Pierwszy mecz tegorocznego PNA zwiastuje wielkie emocje. Było w nim wszystko – wielkie emocje, piękne bramki i mnóstwo goli. Mali przegrywając jeszcze w 75. minucie 4:0 zdołało cudem doprowadzić do remisu. A w klubie Champions sympatycy Afryka.org spotkali się żeby to widowisko wspólnie zobaczyć.
Mecz rozpoczął się od uczczenia pamięci ofiar zamachu na reprezentację Togo minutą ciszy. Niestety minuta ciszy przedłużyła się na boisku i przez pierwsze pół godziny oglądaliśmy bardzo słaby mecz. Nieporadne ataki Angolczyków przy zupełnie pasywnie grających Malijczykach zwiastowały wyjątkowo nudną inaugurację. Ale wtedy dwie bramki Flavio pod koniec pierwszej połowy wyprowadziły Palancas Negras na prowadzenie i sprawiły, że Angolczycy uwierzyli we własne siły.
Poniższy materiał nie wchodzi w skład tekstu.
PR #1250, opened 2022-07-10
Solution

TwoAndMore:


src/convertToObject.js
```diff
@@ -3,16 +3,30 @@
...
  * @param {string} sourceString
  *
  * @return {object}
  */
 function convertToObject(sourceString) {
-  // write your code here
+  const convertedString = {};
+  const styles = sourceString
+    .split(';')
+    .map(i => i.trim())
```
DashaPoliazz, line 20: Its better to replace `i` with semantic name

DashaPoliazz (approved):

src/convertToObject.js
ivan-kadykalo: Yep. It would be more understandable.

src/convertToObject.js
```diff
@@ -3,16 +3,30 @@
...
+    .filter(i => i.length > 0);
```
ivan-kadykalo, line 21: here the same

ivan-kadykalo (changes requested):

ivan-kadykalo (approved):
GJ💪

PR #1254, opened 2022-07-12
Solution

LeonidPustovit:


src/convertToObject.js
```diff
@@ -3,16 +3,32 @@
...
+  const convertedStyles = {};
+
+  sourceString
+    .split(';')
+    .map(element => element.trim())
+    .filter(element => element.includes(':'))
+    .map(property => {
+      return [property.split(':')[0].trim(),
+        property.split(':')[1].trim()];
+    })
```
Ihor-Karpyn, line 26: better to remove return, and move this logic to some function

Ihor-Karpyn (approved):
Good job

PR #2476, opened 2023-08-11
Solution

ivannaromanovych:


OlhaMomot (approved):
Seems perfect to me👌 Nothing to add)

src/convertToObject.js
```diff
@@ -3,16 +3,36 @@
...
+ * (see an exampl in [test file](./convertToObject.test.js))
  *
  * @param {string} sourceString
  *
  * @return {object}
  */
 function convertToObject(sourceString) {
-  // write your code here
+  const styles = sourceString
+    .split(';')
```
Moroz-Dmytro, line 18: Would be nice to create constants for these "magic values" - ';' ':'

src/convertToObject.js
```diff
@@ -3,16 +3,36 @@
...
+    .reduce((prev, styleStr) => {
+      const style = styleStr.split(':');
+
+      if (style.length > 1) {
+        const styleName = style[0].trim();
+        const styleValue = style[1].trim();
```
```suggestion
      const styleName = style[0].trim();
      const styleValue = style[1].trim();
      
      if (styleName && styleValue) {
```

src/convertToObject.js
```diff
@@ -3,16 +3,36 @@
...
+
+        return {
+          ...prev,
+          [styleName]: styleValue,
+        };
```
```suggestion
        prev[styleName] = styleValue;
```

Moroz-Dmytro: Don't need to create new copy

Moroz-Dmytro (changes requested):
Good work 🚀 
But let's make it perfect

src/convertToObject.js
```diff
@@ -3,16 +3,36 @@
...
 function convertToObject(sourceString) {
-  // write your code here
+  const styles = sourceString
+    .split(PROPERTY_SEPARATOR)
+    .reduce((prev, styleStr) => {
+      const style = styleStr.split(PROPERTY_VALUE_SEPARATOR);
+
+      if (style[0].trim() && style[1].trim()) {
+        const styleName = style[0].trim();
+        const styleValue = style[1].trim();
```
Moroz-Dmytro, line 27:
```suggestion
      const styleName = style[0].trim();
      const styleValue = style[1].trim();
      
      if (styleName && styleValue) {
```

Moroz-Dmytro: Why you can't simplify it like this?

Moroz-Dmytro (approved):
GJ 👍 
But please, check comment below

src/convertToObject.js
ivannaromanovych: style[1] can be undefined, so there is an error cannot trim() undefined, so I can't do this

ivannaromanovych: I've figured it out!

PR #2479, opened 2023-08-12
Solution

Oleh0293:


k1NAs (approved):
GJ! 💪

src/convertToObject.js
```diff
@@ -3,16 +3,27 @@
...
  *
  * @return {object}
  */
 function convertToObject(sourceString) {
-  // write your code here
+  const stylesObject = {};
+
+  const pairs = sourceString.split(';');
+
+  pairs.forEach(pair => {
```
Moroz-Dmytro, line 15: Can we combine it to one chain?
And also in this case `reduce` is better desicion than `forEach`

src/convertToObject.js
```diff
@@ -3,16 +3,27 @@
...
+    const parts = pair.split(':');
+
+    if (parts.length === 2) {
+      const property = parts[0].trim();
+      const value = parts[1].trim();
```
Moroz-Dmytro, line 20:
```suggestion
    const property = parts[0].trim();
    const value = parts[1].trim();
      
    if (property && value) {
```

src/convertToObject.js
```diff
@@ -3,16 +3,27 @@
...
- *
  * @param {string} sourceString
  *
  * @return {object}
  */
 function convertToObject(sourceString) {
-  // write your code here
+  const stylesObject = {};
+
+  const pairs = sourceString.split(';');
```
Moroz-Dmytro, line 13: Also would be nice to create constants for magic values - ';' ':'

Moroz-Dmytro (changes requested):
Good progress 👍 
Some comments below

PR #2480, opened 2023-08-12
solution

OlhaMomot:


Oleh0293 (approved):
Good job)

src/convertToObject.js
```diff
@@ -3,16 +3,26 @@
...
+ * (see an exampl in [test file](./convertToObject.test.js))
  *
  * @param {string} sourceString
  *
  * @return {object}
  */
 function convertToObject(sourceString) {
-  // write your code here
+  const properties = sourceString
+    .split(';')
```
Moroz-Dmytro, line 18: Would be nice to create constant values for such "magic values" - ';' ':'

src/convertToObject.js
```diff
@@ -3,16 +3,26 @@
...
+    .map(prop => prop.trim().split(':'))
+    .filter(prop => prop[0] !== '');
```
Moroz-Dmytro, line 20: Maybe we can implement this logic in `reduce` 🤔 
To avoid using 2 additional loops

Moroz-Dmytro (changes requested):
Good job 👍 
But let's make your solution even better

src/convertToObject.js
```diff
@@ -3,16 +3,39 @@
...
  */
+const propertySeparator = ';';
+const keySeparator = ':';
+
 function convertToObject(sourceString) {
-  // write your code here
+  const properties = sourceString
+    .split(propertySeparator)
+    // .map(prop => prop.trim().split(keySeparator))
+    // .filter(prop => prop[0] !== '');
```
Moroz-Dmytro, line 23: Delete comments

src/convertToObject.js
```diff
@@ -3,16 +3,39 @@
...
+      if (line[0] !== '') {
+        acc.push(line);
+      }
+
+      return acc;
+    }, []);
+
+  const styleList = properties.reduce((acc, prop) => {
+    return Object.assign(acc, { [prop[0].trim()]: prop[1].trim() });
+  }, {});
```
Moroz-Dmytro, line 36: It can be done in 1 `reduce`. In this case, we will avoid using 1 more loop and increase performance of your code 🙃

Moroz-Dmytro (changes requested):
GJ 👍 
Small comments and it's perfect 🚀

roman-mirzoian (approved):
Well done 👍

PR #2481, opened 2023-08-12
solution

helenmarth:


src/convertToObject.js
```diff
@@ -3,16 +3,31 @@
...
  *
  * @param {string} sourceString
  *
  * @return {object}
  */
 function convertToObject(sourceString) {
-  // write your code here
+  const objectOfProps = {};
+  const arrOfProps = sourceString
+    .split('\n')
```
etojeDenys, line 19: i think we can split by `;`

src/convertToObject.js
```diff
@@ -3,16 +3,31 @@
...
+    .filter(item => item.includes(':'));
+
+  arrOfProps.forEach((current) => {
+    const [key, value] = current.split(':');
+
+    objectOfProps[key.trim()] = value
+      .slice(0, value.length - 1)
```
etojeDenys, line 26: and this slice will be redundant

etojeDenys (changes requested):

VitaliyBodnar (approved):
Good job!

PR #2483, opened 2023-08-13
solution convert to Object

ihorid:


src/convertToObject.js
```diff
@@ -3,16 +3,28 @@
...
  *
  * @return {object}
  */
 function convertToObject(sourceString) {
-  // write your code here
+  const styles = sourceString
+    .split(';')
+    .map(string => string.trim().split(':'))
+    .filter(el => el.length > 1)
+    .reduce((acc, element, i) => {
```
Yevheniia-Sid, line 21: You are not using ```i``` variable so you can remove it

Yevheniia-Sid (approved):
Good job!

src/convertToObject.js
Moroz-Dmytro, line 21: We can combine it to only 1 `reduce`

src/convertToObject.js
```diff
@@ -3,16 +3,28 @@
...
+      return {
+        ...acc, [element[0].trim()]: element[1].trim(),
+      };
```
```suggestion
      return {
        ...acc,
        [element[0].trim()]: element[1].trim(),
      };
```

Moroz-Dmytro (changes requested):
GJ 👍 
But try to simplify your solution

src/convertToObject.js
```diff
@@ -3,16 +3,36 @@
...
  * @return {object}
  */
 function convertToObject(sourceString) {
-  // write your code here
+  const styles = sourceString
+    .split(';')
+    .reduce((acc, element) => {
+      const property = element.split(':');
+
+      if (property[0].trim().length !== 0) {
```
Moroz-Dmytro, line 22:
```suggestion
      if (property[0].trim()) {
```

src/convertToObject.js
```diff
@@ -3,16 +3,36 @@
...
+        const propertyName = property[0].trim();
+        const propertyValue = property[1].trim();
+
+        return {
+          ...acc,
+          [propertyName]: propertyValue,
+        };
```
```suggestion
        acc[propertyName] = propertyValue;
```

Moroz-Dmytro: You can not create a copy

Moroz-Dmytro (approved):
Good Job 👍 
Some advice how it can be simplified even more

src/convertToObject.js
ihorid: Thank you!

PR #2484, opened 2023-08-13
add task solution

thaiduk:


dpidlutska (approved):
Good job!

src/convertToObject.js
```diff
@@ -3,16 +3,29 @@
...
  *
  * @return {object}
  */
 function convertToObject(sourceString) {
-  // write your code here
+  return sourceString
+    .split(';')
+    .map(property => property.trim().split(':'))
+    .filter(property => property[0])
+    .reduce((properties, property) => {
```
Moroz-Dmytro, line 21: It can be combined to 1 `reduce`

src/convertToObject.js
```diff
@@ -3,16 +3,29 @@
...
+      const key = property[0].trim();
+      const value = property[1].trim();
+
+      return {
+        ...properties, [key]: value,
+      };
```
Moroz-Dmytro, line 27:
```suggestion
      return {
        ...properties,
        [key]: value,
      };
```

Moroz-Dmytro (changes requested):
GJ 🚀 
But let's improve it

Druga połowa zaczęła się od dwóch bardzo groźnych ataków Mali, ale potem wszystko wróciło do normy i warunki gry dyktowali gospodarze. Po dwóch rzutach karnych, z których przynajmniej jeden wyglądał na dość wątpliwy, Gilberto i Manucho zapewnili Angoli czterobramkowe prowadzenie.
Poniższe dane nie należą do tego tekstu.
PR #2488, opened 2023-08-13
add task solution

irahos:


src/convertToObject.js
```diff
@@ -3,16 +3,38 @@
...
+    .join('; ')
+    .split(': ')
+    .map(str => str.trim())
+    .join(': ')
+    .split(';')
+    .filter(element => element !== ' ' && element !== '')
+    .map(element => element.trim())
+    .sort((element1, element2) => {
+      return element1.localeCompare(element2);
+    });
```
Moroz-Dmytro, line 28: I guess we don't need sorting here

src/convertToObject.js
```diff
@@ -3,16 +3,38 @@
...
+  const transformedToSortedString = sourceString.split(';')
+    .map(str => str.trim())
+    .join('; ')
+    .split(': ')
+    .map(str => str.trim())
+    .join(': ')
+    .split(';')
+    .filter(element => element !== ' ' && element !== '')
+    .map(element => element.trim())
+    .sort((element1, element2) => {
```
Moroz-Dmytro, line 26: Too many methods, can it be simplified 🤔 

P.S. You can do it using only `split` and `reduce`

src/convertToObject.js
```diff
@@ -3,16 +3,38 @@
...
+      return element1.localeCompare(element2);
+    });
+
+  const cssObject = {};
+
+  transformedToSortedString.forEach(element => {
```
Moroz-Dmytro, line 32: You can use `reduce` in such case

Moroz-Dmytro (changes requested):
Good progress 👍 
But let's simplify your solution

PR #2490, opened 2023-08-14
add task solution

dpidlutska:


src/convertToObject.js
```diff
@@ -1,18 +1,24 @@
...
- * and returns an object where CSS properties are keys
- * and values are the values of related CSS properties (see an exampl in [test file](./convertToObject.test.js))
- *
- * @param {string} sourceString
- *
- * @return {object}
- */
 function convertToObject(sourceString) {
-  // write your code here
+  const lines = sourceString.split(';').map((line) => line.trim());
```
Taras2705, line 4: 4. [CODE STYLE] - All chained methods called on the same level should have same indentation. This makes code much more readable.
BAD EXAMPLE:

GOOD EXAMPLE:

const cssStyles = styles
 .map(style => style)
 .slice(0, 5)

Taras2705 (commented):
good job !!

src/convertToObject.js
Moroz-Dmytro: Good point, please fix it

Moroz-Dmytro, line 4: Would be nice to create constants for "magic values" - ';' ':'

src/convertToObject.js
```diff
@@ -1,18 +1,24 @@
...
+  const cleanLines = lines.map((line) => {
+    const parts = line.split(':').map((subPart) => subPart.trim());
+
+    return parts;
+  });
```
Moroz-Dmytro, line 9: Maybe we can avoid this 1 more loop(`map`) and implement this in `reduce`?

Moroz-Dmytro (changes requested):
Good work 👍 
But let's improve your solution

serkrops:
nice done!

PR #2491, opened 2023-08-14
js_style-to-object

vatatan:


NazarVotkanych (approved):
Good job!

src/convertToObject.js
```diff
@@ -3,16 +3,30 @@
...
+ * (see an exampl in [test file](./convertToObject.test.js))
  *
  * @param {string} sourceString
  *
  * @return {object}
  */
 function convertToObject(sourceString) {
-  // write your code here
+  return sourceString
+    .split(';')
```
Moroz-Dmytro, line 18: Would be nice move these values ';' ':' to constants

src/convertToObject.js
```diff
@@ -3,16 +3,30 @@
...
+    .reduce((resultOfReduce, element) => {
```
Moroz-Dmytro, line 19: Try to make up better names

src/convertToObject.js
```diff
@@ -3,16 +3,30 @@
...
+      const [key, value] = element
+        .split(':')
+        .map(partOfElement => partOfElement.trim());
+
+      if (key.length) {
```
```suggestion
      if (key) {
```

Moroz-Dmytro: I guess, It will also work, because:
image

Moroz-Dmytro (changes requested):
Good job 👍 
Only small comments

src/convertToObject.js
vatatan: done

src/convertToObject.js
vatatan: done

src/convertToObject.js
vatatan: done

src/convertToObject.js
```diff
@@ -3,16 +3,33 @@
...
+ * (see an exampl in [test file](./convertToObject.test.js))
  *
  * @param {string} sourceString
  *
  * @return {object}
  */
 function convertToObject(sourceString) {
-  // write your code here
+  const separatorSemicolon = ';';
+  const separatorColon = ':';
```
Moroz-Dmytro, line 18: Only such constants should be named in UPPER_CASE, and would be better to move them outside the function

Moroz-Dmytro (approved):
Good job 👍 
Small advice about naming

polosanya (approved):
👍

Mali grało zupełnie bez werwy. Na boisku wyraźnie brakowała Mohamada Sissoko, który jest zwykle odpowiedzialny za rozdzielanie piłek. Nie mógł się odnaleźć Kanoute, który czuł się wyraźnie zagubiony, kiedy musiał wracać się po piłkę pod linię środkową. Dopiero pod koniec pierwszej połowy na boisko wszedł Keita, ale początkowo i to na niewiele się zdało. Mali nie miało nic do powiedzenia.
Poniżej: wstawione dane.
PR #2495, opened 2023-08-14
Solution

okanivan:


roman-mirzoian (changes requested):
Try to choose a more meaningful naming.

src/convertToObject.js
```diff
@@ -3,16 +3,33 @@
...
  *
  * @return {object}
  */
 function convertToObject(sourceString) {
-  // write your code here
+  const splittedSource = sourceString.split(';');
+
+  const convertedObject = {};
+
+  splittedSource.forEach(style => {
```
Moroz-Dmytro, line 21: Better would be to use `reduce` in this case

src/convertToObject.js
```diff
@@ -3,16 +3,33 @@
...
+ * and values are the values of related CSS properties
+ * (see an exampl in [test file](./convertToObject.test.js))
  *
  * @param {string} sourceString
  *
  * @return {object}
  */
 function convertToObject(sourceString) {
-  // write your code here
+  const splittedSource = sourceString.split(';');
```
Moroz-Dmytro, line 17: Also would be nice to create constants for "magic values"

Moroz-Dmytro (approved):
Good work 👍 
But please check the comments below, how you can improve it

PR #2497, opened 2023-08-14
solution

Valentyn-Bilyk:


src/convertToObject.js
```diff
@@ -3,16 +3,28 @@
...
  * @param {string} sourceString
  *
  * @return {object}
  */
 function convertToObject(sourceString) {
-  // write your code here
+  const sourceStringToObj = sourceString
+    .split(';')
+    .reduce((styleObject, currentStyle) => {
+      if (currentStyle.trim() === '') {
```
dffUqp, line 15: we used `currentStyle.trim()` twice, let's create a separate variable for this

dffUqp (changes requested):
LGTM but needs a few minor fixes:smiley:

tiserett (approved):

PR #2500, opened 2023-08-15
Solution

oksom:


src/convertToObject.js
```diff
@@ -3,16 +3,33 @@
...
  *
  * @param {string} sourceString
  *
  * @return {object}
  */
 function convertToObject(sourceString) {
-  // write your code here
+  const stylesObject = {};
+
+  const lines = sourceString.split('\n');
```
lerastarynets, line 19: Splitting the sourceString by '\n' may not cover all cases as CSS properties in the string could be separated by ';' and not necessarily a newline. Consider splitting by ';' instead to cover all potential cases.

src/convertToObject.js
```diff
@@ -3,16 +3,33 @@
...
+
+  lines.forEach(line => {
+    const match = line.match(/^\s*([\w-]+)\s*:\s*([^;]*)\s*;/);
+
+    if (match) {
+      const propertyName = match[1].trim();
```
lerastarynets, line 25: There is no real need to trim() the propertyName and propertyValue variables as the regex used in line 23 already excludes leading and trailing whitespaces.

lerastarynets (approved):
Great job overall! Left a few comments to make your code more advanced)

PR #2853, opened 2023-12-20
add task solution

artem8746:


src/convertToObject.js
```diff
@@ -3,16 +3,33 @@
...
 function convertToObject(sourceString) {
-  // write your code here
+  const CONTAIN_LETTER_REGEX = /\w/;
+  const SPECIAL_SYMBOLS_REGEX = /\*+/g;
+  const styleObj = {};
+
+  const rules = sourceString
+    .split(';')
+    .filter(rule => rule.match(CONTAIN_LETTER_REGEX))
+    .map(rule => rule.replace(SPECIAL_SYMBOLS_REGEX, '').trim());
```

I wtedy nadeszła 78. minuta. Gola kontaktowego zdobył właśnie Keita. Choć określenie „zdobył gola” nie do końca oddaje charakter tej bramki. Błąd popełnił bramkarz gospodarzy, a Malijczycy „wepchnęli” piłkę do bramki bardziej ambicją niż umiejętnościami. Niemniej, na tablicy wyników było już „tylko 4:1″. 10 minut później pięknego gola głową zdobył Kanoute i zaczęło robić się ciekawie. Atmosferę podgrzał jeszcze bardziej Keita, który pięknym wolejem zdobył swoją drugą bramkę w 2 minucie doliczonego czasu gry. Wreszcie w ostatniej minucie świetnym refleksem popisał się Yatabare, który dobił strzał Tamboura obroniony przez Carlosa. I w ten oto sposób rozpoczął się najpiękniejszy turniej piłkarski w najpiękniejszy z możliwych sposobów. Niestety nie dla gospodarzy, którzy długo będą wyrzucać sobie swoją nonszalancję. A najlepszym podsumowaniem rozczarowania angolskich kibiców pozostanie stadion, który w 5 minut po ostatnim gwizdku opustoszał prawie zupełnie.